The Quarantine Stream: 'Fruits Basket' Is A Wholesome Slice-Of-Life Anime That Is A Treat For The Eyes And The Heart
(Welcome to The Quarantine Stream, a new series where the /Film team shares what they've been watching while social distancing during the COVID-19 pandemic.)The Series: Fruits Basket (2019)Where You Can Stream It: Crunchyroll (with subtitles), Hulu (dubbed in English)The Pitch: Recently orphaned high school teenager Tohru Honda finds herself living in a house with her handsome classmate Yuki Sohma and his two cousins — Yuki's hot-headed rival Kyo, and the group's de facto guardian, Shigure. But she soon discovers that Yuki's family harbors a strange secret: they're cursed to transform into an animal of the Chinese zodiac when hugged by a member of the opposite sex. Tohru quickly becomes entangled in the Sohma family's lives and, through her cheery disposition and unflagging kindness, begins to change the embittered family members' lives for the better.Why It's Essential Quarantine Viewing: Getting over the wacky romantic-comedy premise of this series is always the biggest hurdle for anyone starting Fruits Basket. The idea of several hot men who transform into cute animals living under the same roof of a naive girl has led many to miscategorize Fruits Basket as a reverse harem anime — a trope that describes a fluffy romance between one girl and her many varied suitors. But I promise you that this somewhat silly premise gives way to a sensitive and moving slice-of-life series that manages to profoundly examine depression, alienation, abuse, and the healing power of love.
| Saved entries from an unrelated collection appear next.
PR #7146, opened 2020-04-27
[BUGFIX]: Fix errors while running yarn start

### LINKED ISSUE #7072: Running tests via `yarn start` fails
### Reproduction

```
yarn start
```

Then visit the tests page

### Description

Several modules fail to load with messages like the following:

```
Error: Could not find module `@ember-data/unpublished-test-infra/version` imported from `@ember-data/unpublished-test-infra/test-support/deprecated-test`
```

### Versions

On master, doesn't affect published code/versions

snewcomer:
close #7072

Screen Shot 2020-04-26 at 9 26 59 PM

This PR allows a developer to execute `yarn start` and run the tests in the browser.

We add the `/version` file with some tag/sha information at build time iff `EMBER_CLI_TEST_COMMAND` is set by Node on the global variable `process.env` at runtime.  

Another option is to be more specific in the if conditional by allowing only development or test.  However, if this module is excluded from production, then this may be sufficient in its current state.

### DIFF
--- a/packages/unpublished-test-infra/index.js
+++ b/packages/unpublished-test-infra/index.js
@@ -1,5 +1,5 @@
 'use strict';
-
+const merge = require('broccoli-merge-trees');
 const version = require('@ember-data/private-build-infra/src/create-version-module');
 const addonBuildConfigForDataPackage = require('@ember-data/private-build-infra/src/addon-build-config-for-data-package');
 
@@ -8,12 +8,11 @@ const name = require('./package').name;
 const addonBaseConfig = addonBuildConfigForDataPackage(name);
 
 module.exports = Object.assign({}, addonBaseConfig, {
-  treeForAddon() {
-    if (process.env.EMBER_CLI_TEST_COMMAND) {
-      const options = this.getEmberDataConfig();
-      let compatVersion = options.compatWith;
-      let tree = version(compatVersion);
-      return this.debugTree(this._super.treeForAddon.call(this, tree), 'addon-output');
-    }
+  treeForAddonTestSupport(existingTree) {
+    const options = this.getEmberDataConfig();
+    let compatVersion = options.compatWith;
+    let tree = merge([existingTree, version(compatVersion)]);
+
+    return this.debugTree(this._super.treeForAddonTestSupport.call(this, tree), 'addon-output');
   },
 });
--- a/packages/unpublished-test-infra/index.js
+++ b/packages/unpublished-test-infra/index.js
@@ -1,4 +1,5 @@
 'use strict';
+// eslint-disable-next-line node/no-unpublished-require
 const merge = require('broccoli-merge-trees');
 const version = require('@ember-data/private-build-infra/src/create-version-module');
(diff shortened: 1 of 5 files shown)


packages/unpublished-test-infra/index.js
```diff
@@ -9,11 +9,9 @@ const addonBaseConfig = addonBuildConfigForDataPackage(name);
...
-    if (process.env.EMBER_CLI_TEST_COMMAND) {
-      const options = this.getEmberDataConfig();
-      let compatVersion = options.compatWith;
-      let tree = version(compatVersion);
-      return this.debugTree(this._super.treeForAddon.call(this, tree), 'addon-output');
-    }
+    const options = this.getEmberDataConfig();
+    let compatVersion = options.compatWith;
+    let tree = version(compatVersion);
+    return this.debugTree(this._super.treeForAddon.call(this, tree), 'addon-output');
```
runspired, line 15: So this leaks the version module into our asset-size check because we now include it in production builds from unpublished-test-infra.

Based on the manga by Natsuki Takaya first published in 1998, the recent Fruits Basket series is actually the second adaptation of the wildly popular shoujo series. The first premiered in 2001, when the manga was still unfinished, and thus ran for a single, truncated season that took too many departures from the source material and left fans and Takaya dissatisfied. But the 2019 anime adaptation, which comes courtesy of TMS Entertainment, is here to adapt the entire story that took the manga world by storm 20 years ago and became the best-selling shoujo manga series across the globe.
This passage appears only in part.